Types of Triangulation
They include:
- Data triangulation (time, space and person)
- Method triangulation (design and data collection)
- Investigator triangulation
- Theory triangulation
- Multiple triangulation, which combines two or more triangulation techniques
- Denzin (1989) described three types of data triangulation:
- Time triangulation - collecting data about a phenomenon at different times; note this differs from longitudinal studies meant to document change.
- Space triangulation - collecting data at more than one site to distinguish time- or space-specific characteristics.
- Person triangulation - collecting data from multiple levels of persons (individuals, groups or collectives); Denzin describes aggregate, interactive and collective levels.
Smith lists seven levels of person triangulation:
- (i) Individual level
- (ii) Group analysis - interaction patterns among individuals and groups
- (iii) Organisational units of analysis - units that have qualities beyond the individuals
- (iv) Institutional analysis - relationships across legal, political, economic and familial institutions
- (v) Ecological analysis - spatial explanations
- (vi) Cultural analysis - norms, values, practices and ideologies of a culture
- (vii) Societal analysis - broad factors like urbanisation, industrialisation, education and wealth
- Methods triangulation can occur at the design level or the data collection level.
- Design-level triangulation (between-method) combines quantitative and qualitative methods in the study design, either simultaneously or sequentially.
- Data-collection triangulation (within-method) uses two different techniques within the same research tradition to gain a fuller understanding of the phenomenon.

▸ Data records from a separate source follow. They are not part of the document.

PR #508, opened 2023-06-23
CORGI-725: Try to avoid timeouts in migration / many slow DB queries

juspence:
@jasinner The migration to add these SoftwareBuild values timed out in stage even when I tried to run it manually. I looked over the code again and realized it would look up the same SoftwareBuild multiple times, and update all relations with that build ID one at a time instead of all at once. Sorry about the bad code I suggested :facepalm: 

I hope this version is slightly better, since it should make one query to look up all the SoftwareBuild objects we need, then update all the relations with that build ID together. It also uses .update() instead of transaction.atomic(), so we still avoid race conditions but more of the filtering logic can be pushed to the DB and there's less overhead.

I didn't want to run this myself / manually or mess around with the data too much, since I was worried something would get messed up. But I looked in community stage and don't see any overlapping build IDs like you mentioned:
```
>>> from corgi.core.models import *
>>> ProductComponentRelation.objects.order_by().values_list("build_type", flat=True).distinct()
<QuerySet ['KOJI', 'CENTOS']>

>>> ProductComponentRelation.objects.order_by().values_list("build_id", flat=True).distinct().count()
118027
>>> ProductComponentRelation.objects.filter(build_type="KOJI").order_by().values_list("build_id", flat=True).distinct().count()
117083
>>> ProductComponentRelation.objects.filter(build_type="CENTOS").order_by().values_list("build_id", flat=True).distinct().count()
944

>>> centos_build_ids = ProductComponentRelation.objects.filter(build_type="CENTOS").order_by().values_list("build_id", flat=True).distinct()
>>> ProductComponentRelation.objects.filter(build_type="KOJI", build_id__in=centos_build_ids).order_by().values_list("build_id", flat=True).distinct().count()
0
```
And of course in enterprise stage I only see BREW-type builds / relations. So I think it should be OK to ignore build_type, but I also figured out a way to include it here and I left that in for safety.


jasinner (commented):
Let's try it. Thanks.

- Method triangulation can be time-consuming and expensive but often yields richer insights.
- Investigator triangulation involves multiple researchers with diverse backgrounds collaborating on the same study.
- Each investigator should have a distinct, complementary role.
- Theory triangulation uses different theoretical perspectives to interpret the same data.
- This strategy enhances research quality and helps reveal multiple theoretical explanations.
- Researchers cycle between data generation and analysis to test emerging theories until conclusions are reached.
- Denzin recommends combining multiple methods, data sources and investigators to identify and validate issues.
- Multiple methods reveal different aspects of reality and together increase trustworthiness and comprehensiveness.
- Guba argues triangulation enhances credibility, dependability and confirmability in qualitative research.